An interview with the author of ‘The Secret Lives of Colour’ & 'The Golden Thread'

Pigments from the Forbes Collection, Harvard University | Image sourced from Pinterest

The Repository of Arts, Literature, Commerce, Manufactures, Fashions, and Politics, 1st series, vol. 1 | 18th Century source material | Image sourced from The Met
Kassia St Clair on colour
Cultural historian, author, and editor Kassia St Clair is an expert in the world of colour. Her introduction came in childhood, spending time at her mother’s florist shop surrounded by buckets of brightly coloured, fragrant flowers.
Her fascination grew whilst studying the history of fashion at university, and when the future of her Elle Décor column on the subject came into question, Kassia pitched the idea as a book. From fashion to politics, art, and war ‘The Secret Lives of Colour’ uncovers the cultural influence, past and present, of 75 of our most unique shades, dyes, and hues.
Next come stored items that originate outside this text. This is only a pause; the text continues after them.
PR #2776, opened 2022-04-24
[CALCITE-5081] Group keys of Aggregate are wrongly changed during decorrelation

libenchao:


core/src/test/java/org/apache/calcite/sql2rel/RelDecorrelatorTest.java
```diff
@@ -0,0 +1,89 @@
...
+        .scan("DEPT")
+        .filter(
+            builder.equals(builder.field(0),
+                builder.call(
+                    SqlStdOperatorTable.PLUS,
+                    builder.literal(10),
+                    builder.field(v.get(), "DEPTNO"))))
+        .correlate(JoinRelType.LEFT, v.get().id, builder.field(2, 0, "DEPTNO"))
+        .aggregate(builder.groupKey("ENAME"), builder.max(builder.field("EMPNO")))
+        .build();
```
chunweilei, line 67: Could you add a test that shows the plan before the change is correct and remain correct after the change?

libenchao: @chunweilei Thanks for the review. However I don't quite understand this comment, could you kindly elaborate it a little more?

chunweilei: The error happens in some special cases while it won't in other cases. What I propose is to add a test that shows the change works well in those cases.

libenchao: @chunweilei Currently, all tests for decorrelation is in `SqlToRelConverterTest`, enabled by `SqlToRelFixture#withDecorrelate`. 
The reason why I added the `RelDecorrelatorTest` is that we cannot reproduce this bug using SQL because in `SqlToRelConverter`, it has already [put the group columns in the front](https://github.com/apache/calcite/blob/main/core/src/main/java/org/apache/calcite/sql2rel/SqlToRelConverter.java#L5465-L5472).
Hence, all existing tests about decorrelation in `SqlToRelConverterTest` proves that this change does not break anything. Does this sounds reasonable to you?

chunweilei (commented):
LGTM

chunweilei (commented):
LGTM

chunweilei:
@libenchao Could you please resolve the conflicts?

libenchao:
@chunweilei Thanks for the review, I've resolved the conflicts. 
Druid tests failed due to timeout which is not related to this change.

PR #2781, opened 2022-04-27
[CALCITE-5117]  Optimize the EXISTS sub-query by Metadata RowCount

NobiGo:


core/src/main/java/org/apache/calcite/rel/rules/SubQueryRemoveRule.java
```diff
@@ -450,8 +450,18 @@ private static RexNode rewriteSome(RexSubQuery e, Set<CorrelationId> variablesSe
...
+    // If the sub-query is guaranteed to produce at least one row, just return
+    // TRUE.
+    final RelMetadataQuery mq = e.rel.getCluster().getMetadataQuery();
+    final Double minRowCount = mq.getMinRowCount(e.rel);
+    if (minRowCount != null && minRowCount >= 1D) {
+      return builder.literal(true);
+    }
+    final Double maxRowCount = mq.getMaxRowCount(e.rel);
+    if (maxRowCount != null && maxRowCount < 1D) {
+      return builder.literal(false);
```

In this article, Kassia discusses some of the descriptive language, global influences, personal preferences, and chemical discoveries that make ideas of colour consciously and unconsciously central to our everyday lives.

Manganese Violet, obtained for the Forbes collection in 1927, Pascale Georgiev for An Atlas of Rare & Familiar Colour, Atelier Éditions | Image sourced from Pinterest
The language of colour
The language of colour
Whilst studying 18th century women’s fashion, Kassia spent time researching in the archives of London’s Victoria & Albert Museum. What did she uncover and was their language more descriptive than ours?
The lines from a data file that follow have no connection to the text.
PR #2783, opened 2022-04-28
[CALCITE-5109] RelMdAllPredicates and RelMdExpressionLineage support to analyze left/right join

wojustme:
JIRA: https://issues.apache.org/jira/browse/CALCITE-5109

Summary:
- Expand Model of RexTableInputRef
- RelMdExpressionLineage support the analysis of left/right join
- RelMdAllPredicates support the analysis of left/right join

### DIFF
--- a/core/src/main/java/org/apache/calcite/rex/RexTableInputRef.java
+++ b/core/src/main/java/org/apache/calcite/rex/RexTableInputRef.java
@@ -18,6 +18,7 @@ package org.apache.calcite.rex;
 
 import org.apache.calcite.plan.RelOptTable;
 import org.apache.calcite.rel.type.RelDataType;
+import org.apache.calcite.rel.type.RelDataTypeFactory;
 import org.apache.calcite.sql.SqlKind;
 
 import org.checkerframework.checker.nullness.qual.Nullable;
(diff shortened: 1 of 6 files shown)


core/src/main/java/org/apache/calcite/rex/RexTableInputRef.java
```diff
@@ -46,10 +47,23 @@ public class RexTableInputRef extends RexInputRef {
...
+  private final boolean wrapJoinNullable;
+
+  private RexTableInputRef(RelTableRef tableRef, int index, RelDataType type,
+      boolean wrapJoinNullable) {
     super(index, type);
+    if (wrapJoinNullable) {
+      // Nullable of type must be true, if this input ref is wrapped by left/right join.
+      assert type.isNullable();
+    }
     this.tableRef = tableRef;
```
chunweilei, line 64: Use ```assert wrapJoinNullable && type.isNulable()```.

core/src/main/java/org/apache/calcite/rex/RexTableInputRef.java
```diff
@@ -46,10 +47,23 @@ public class RexTableInputRef extends RexInputRef {
...
 
-  private RexTableInputRef(RelTableRef tableRef, int index, RelDataType type) {
+  /**
+   * It's a tag, which ref is wrapped by out join. And it always emits nullable = true.
+   * Input ref will be true, if it exists in right's input of left-join
+   * or left's input of right-join are true
+   */
+  private final boolean wrapJoinNullable;
+
+  private RexTableInputRef(RelTableRef tableRef, int index, RelDataType type,
```
chunweilei, line 57: Is it better to use ```forceNullable``` instead of ```wrapJoinNullable```?

core/src/main/java/org/apache/calcite/rex/RexTableInputRef.java
wojustme: Yes, It looks more concise
But, Code should be `assert !forceNullable || type.isNullable();`

core/src/main/java/org/apache/calcite/rex/RexTableInputRef.java
wojustme: It seems good, Thanks

wojustme:
@chunweilei 
I'm sorry to reply you so late, because I've been a little busy lately.
Code is updated, please take a time to review it. Thanks.

core/src/main/java/org/apache/calcite/rex/RexTableInputRef.java
asolimando: If possible, try also to add an error message to newly added assertions

wojustme: @asolimando 
Yes, you are right. It's a good habit.

chunweilei:
Hi, @wojustme . I will look through the PR in the coming days.

chunweilei:
To be honest, I am not familiar with this part. So I need more time to review it. Besides, It would be great if more people can help review it.

wojustme:
> To be honest, I am not familiar with this part. So I need more time to review it. Besides, It would be great if more people can help review it.

I believe that the process of discussion is to let us grow together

I read a lot of magazines, letters, and diaries from the time where people were talking about their clothes. Colour of course came up when talking about making a new dress, in ‘hair brown’ for example, so it's brown but what exact colour is hair brown? Well, to find out you'd search for a visual reference, maybe there's a dyers manual with a sample that hasn't changed too much over time. Or you might find a painting where there's a description of the sitter saying, “I had a portrait painted while wearing my hair brown dress.”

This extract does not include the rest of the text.